* _Records to process_
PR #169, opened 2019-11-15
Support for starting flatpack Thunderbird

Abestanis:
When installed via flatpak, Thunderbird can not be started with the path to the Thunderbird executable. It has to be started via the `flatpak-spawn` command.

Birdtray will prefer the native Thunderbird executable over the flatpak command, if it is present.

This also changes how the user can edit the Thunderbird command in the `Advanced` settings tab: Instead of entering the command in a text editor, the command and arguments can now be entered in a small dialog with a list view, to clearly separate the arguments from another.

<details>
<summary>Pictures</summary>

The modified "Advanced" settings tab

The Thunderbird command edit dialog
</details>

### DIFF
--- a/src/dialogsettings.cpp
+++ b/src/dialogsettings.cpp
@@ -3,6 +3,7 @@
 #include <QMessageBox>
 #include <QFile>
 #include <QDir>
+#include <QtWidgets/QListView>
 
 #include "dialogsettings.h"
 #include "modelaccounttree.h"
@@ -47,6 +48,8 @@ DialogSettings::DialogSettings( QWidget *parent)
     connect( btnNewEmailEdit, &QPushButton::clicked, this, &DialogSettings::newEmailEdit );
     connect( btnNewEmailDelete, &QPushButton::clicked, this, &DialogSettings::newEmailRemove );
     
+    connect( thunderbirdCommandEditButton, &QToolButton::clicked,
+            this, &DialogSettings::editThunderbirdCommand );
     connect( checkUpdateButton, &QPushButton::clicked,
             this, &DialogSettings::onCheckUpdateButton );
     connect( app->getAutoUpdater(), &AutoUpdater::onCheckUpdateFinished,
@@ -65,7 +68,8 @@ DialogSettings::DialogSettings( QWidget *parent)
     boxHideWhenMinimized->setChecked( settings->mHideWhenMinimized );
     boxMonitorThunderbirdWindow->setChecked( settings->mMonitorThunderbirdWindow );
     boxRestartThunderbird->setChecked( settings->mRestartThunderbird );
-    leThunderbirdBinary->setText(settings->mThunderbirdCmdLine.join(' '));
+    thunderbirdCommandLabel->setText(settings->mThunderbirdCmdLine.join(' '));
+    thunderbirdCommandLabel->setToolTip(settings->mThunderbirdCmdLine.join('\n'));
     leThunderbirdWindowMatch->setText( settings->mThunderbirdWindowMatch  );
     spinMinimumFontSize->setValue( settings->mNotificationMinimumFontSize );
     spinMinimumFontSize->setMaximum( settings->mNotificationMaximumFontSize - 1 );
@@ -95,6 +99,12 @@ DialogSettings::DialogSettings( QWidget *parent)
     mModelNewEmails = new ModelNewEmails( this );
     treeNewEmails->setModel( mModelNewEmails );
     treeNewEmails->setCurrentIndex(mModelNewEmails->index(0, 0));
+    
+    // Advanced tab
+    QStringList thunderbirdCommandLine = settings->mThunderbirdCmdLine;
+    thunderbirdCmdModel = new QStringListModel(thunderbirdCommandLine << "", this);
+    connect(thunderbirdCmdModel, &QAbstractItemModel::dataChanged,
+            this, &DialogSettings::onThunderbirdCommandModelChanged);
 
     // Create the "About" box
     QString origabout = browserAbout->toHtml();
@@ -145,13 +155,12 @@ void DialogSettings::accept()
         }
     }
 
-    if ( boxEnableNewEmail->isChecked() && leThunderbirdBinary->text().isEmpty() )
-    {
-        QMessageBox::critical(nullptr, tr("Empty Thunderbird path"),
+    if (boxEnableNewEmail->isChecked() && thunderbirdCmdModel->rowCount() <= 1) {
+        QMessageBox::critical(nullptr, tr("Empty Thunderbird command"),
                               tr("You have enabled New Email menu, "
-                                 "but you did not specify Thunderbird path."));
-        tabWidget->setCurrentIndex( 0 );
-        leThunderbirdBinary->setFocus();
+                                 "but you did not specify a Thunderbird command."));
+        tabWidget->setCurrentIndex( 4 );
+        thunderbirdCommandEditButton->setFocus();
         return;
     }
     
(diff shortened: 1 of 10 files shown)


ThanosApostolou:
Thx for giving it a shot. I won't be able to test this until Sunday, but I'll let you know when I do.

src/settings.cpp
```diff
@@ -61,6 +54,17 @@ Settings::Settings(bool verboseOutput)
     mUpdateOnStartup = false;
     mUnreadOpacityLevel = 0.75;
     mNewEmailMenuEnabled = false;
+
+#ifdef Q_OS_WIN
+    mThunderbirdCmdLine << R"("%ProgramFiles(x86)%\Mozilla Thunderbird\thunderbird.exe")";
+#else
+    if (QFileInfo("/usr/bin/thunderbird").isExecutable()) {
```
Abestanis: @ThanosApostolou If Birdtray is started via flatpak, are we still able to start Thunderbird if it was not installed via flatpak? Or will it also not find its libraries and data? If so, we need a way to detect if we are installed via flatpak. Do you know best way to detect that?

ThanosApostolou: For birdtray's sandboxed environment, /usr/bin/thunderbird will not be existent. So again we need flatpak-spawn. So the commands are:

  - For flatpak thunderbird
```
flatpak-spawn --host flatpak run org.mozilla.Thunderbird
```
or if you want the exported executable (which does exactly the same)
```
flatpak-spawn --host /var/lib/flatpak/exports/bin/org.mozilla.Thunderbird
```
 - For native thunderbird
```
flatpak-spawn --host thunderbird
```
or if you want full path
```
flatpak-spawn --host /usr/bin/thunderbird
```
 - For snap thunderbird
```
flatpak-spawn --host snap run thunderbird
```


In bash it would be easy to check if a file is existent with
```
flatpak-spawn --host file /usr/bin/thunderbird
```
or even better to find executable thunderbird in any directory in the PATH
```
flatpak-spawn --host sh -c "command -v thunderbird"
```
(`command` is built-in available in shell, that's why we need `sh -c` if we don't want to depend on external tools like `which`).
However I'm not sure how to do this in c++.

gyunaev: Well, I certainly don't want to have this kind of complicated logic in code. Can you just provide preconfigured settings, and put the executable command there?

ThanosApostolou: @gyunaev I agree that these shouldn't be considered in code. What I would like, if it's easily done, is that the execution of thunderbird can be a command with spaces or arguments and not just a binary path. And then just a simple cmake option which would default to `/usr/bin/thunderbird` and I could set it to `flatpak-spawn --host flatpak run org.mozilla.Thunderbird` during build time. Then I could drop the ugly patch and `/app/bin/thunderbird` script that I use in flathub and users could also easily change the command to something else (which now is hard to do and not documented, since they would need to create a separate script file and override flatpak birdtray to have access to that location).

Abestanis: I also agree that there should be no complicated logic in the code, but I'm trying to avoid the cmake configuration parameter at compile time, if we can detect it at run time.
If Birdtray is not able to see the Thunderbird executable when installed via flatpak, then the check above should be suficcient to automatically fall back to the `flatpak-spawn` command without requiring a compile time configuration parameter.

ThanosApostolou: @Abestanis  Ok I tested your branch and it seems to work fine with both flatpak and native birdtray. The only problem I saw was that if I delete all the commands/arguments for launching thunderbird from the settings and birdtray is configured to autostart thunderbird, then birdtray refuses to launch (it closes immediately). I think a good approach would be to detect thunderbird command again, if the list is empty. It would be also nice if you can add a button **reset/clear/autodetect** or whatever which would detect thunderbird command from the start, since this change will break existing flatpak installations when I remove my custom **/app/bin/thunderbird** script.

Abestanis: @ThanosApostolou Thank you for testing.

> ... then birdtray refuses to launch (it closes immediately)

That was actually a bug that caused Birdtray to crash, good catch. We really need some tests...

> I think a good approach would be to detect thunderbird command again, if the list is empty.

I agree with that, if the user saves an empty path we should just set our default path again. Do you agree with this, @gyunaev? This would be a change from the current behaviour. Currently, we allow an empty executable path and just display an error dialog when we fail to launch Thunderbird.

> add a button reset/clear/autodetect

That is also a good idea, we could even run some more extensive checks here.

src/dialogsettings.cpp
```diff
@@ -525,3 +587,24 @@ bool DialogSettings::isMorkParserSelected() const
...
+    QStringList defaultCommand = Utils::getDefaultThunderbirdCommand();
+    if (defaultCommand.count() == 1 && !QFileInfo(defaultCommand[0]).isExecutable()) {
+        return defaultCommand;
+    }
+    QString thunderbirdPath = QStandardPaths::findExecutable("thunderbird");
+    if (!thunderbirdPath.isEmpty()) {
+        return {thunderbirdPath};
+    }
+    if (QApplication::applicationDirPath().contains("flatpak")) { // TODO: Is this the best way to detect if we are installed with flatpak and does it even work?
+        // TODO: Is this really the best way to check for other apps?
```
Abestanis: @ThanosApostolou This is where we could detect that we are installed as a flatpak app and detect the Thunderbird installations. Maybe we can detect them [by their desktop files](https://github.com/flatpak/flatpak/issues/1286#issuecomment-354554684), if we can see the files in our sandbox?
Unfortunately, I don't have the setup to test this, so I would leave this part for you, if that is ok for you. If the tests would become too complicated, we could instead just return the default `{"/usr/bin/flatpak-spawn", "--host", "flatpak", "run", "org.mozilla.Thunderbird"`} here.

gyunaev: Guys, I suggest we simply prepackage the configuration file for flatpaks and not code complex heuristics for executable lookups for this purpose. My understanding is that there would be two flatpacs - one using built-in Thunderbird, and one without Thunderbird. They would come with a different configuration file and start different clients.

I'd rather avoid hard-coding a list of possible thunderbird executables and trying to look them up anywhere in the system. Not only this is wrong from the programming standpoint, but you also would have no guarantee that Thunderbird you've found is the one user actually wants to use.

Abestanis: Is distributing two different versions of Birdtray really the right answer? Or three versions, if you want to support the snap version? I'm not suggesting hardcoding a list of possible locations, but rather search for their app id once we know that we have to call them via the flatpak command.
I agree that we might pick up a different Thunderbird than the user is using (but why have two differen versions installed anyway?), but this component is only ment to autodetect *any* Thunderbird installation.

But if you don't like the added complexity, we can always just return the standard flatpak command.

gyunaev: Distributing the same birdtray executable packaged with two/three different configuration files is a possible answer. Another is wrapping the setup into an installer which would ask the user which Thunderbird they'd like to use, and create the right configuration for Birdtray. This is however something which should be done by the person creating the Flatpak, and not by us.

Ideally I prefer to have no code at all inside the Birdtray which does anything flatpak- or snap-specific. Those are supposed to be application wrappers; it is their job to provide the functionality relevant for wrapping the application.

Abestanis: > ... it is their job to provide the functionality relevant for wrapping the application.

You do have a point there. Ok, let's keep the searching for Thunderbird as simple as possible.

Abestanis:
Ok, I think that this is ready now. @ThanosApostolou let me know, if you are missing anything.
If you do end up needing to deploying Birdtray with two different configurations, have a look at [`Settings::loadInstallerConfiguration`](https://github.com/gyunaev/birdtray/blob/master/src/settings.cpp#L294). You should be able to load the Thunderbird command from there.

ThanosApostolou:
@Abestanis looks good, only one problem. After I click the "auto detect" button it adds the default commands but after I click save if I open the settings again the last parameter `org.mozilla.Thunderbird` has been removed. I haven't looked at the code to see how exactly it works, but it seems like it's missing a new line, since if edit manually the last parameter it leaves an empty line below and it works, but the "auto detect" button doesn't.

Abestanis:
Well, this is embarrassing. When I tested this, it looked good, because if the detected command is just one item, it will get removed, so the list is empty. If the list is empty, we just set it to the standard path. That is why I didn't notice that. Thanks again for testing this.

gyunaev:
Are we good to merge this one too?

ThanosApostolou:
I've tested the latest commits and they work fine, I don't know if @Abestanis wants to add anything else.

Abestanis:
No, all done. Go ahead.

* _About this exercise_
If a line in the data above holds the string "connect", report that line.

* _Answer area_
     connect( btnNewEmailEdit, &QPushButton::clicked, this, &DialogSettings::newEmailEdit );
     connect( btnNewEmailDelete, &QPushButton::clicked, this, &DialogSettings::newEmailRemove );
+    connect( thunderbirdCommandEditButton, &QToolButton::clicked,
     connect( checkUpdateButton, &QPushButton::clicked,
     connect( app->getAutoUpdater(), &AutoUpdater::onCheckUpdateFinished,
+    connect(thunderbirdCmdModel, &QAbstractItemModel::dataChanged,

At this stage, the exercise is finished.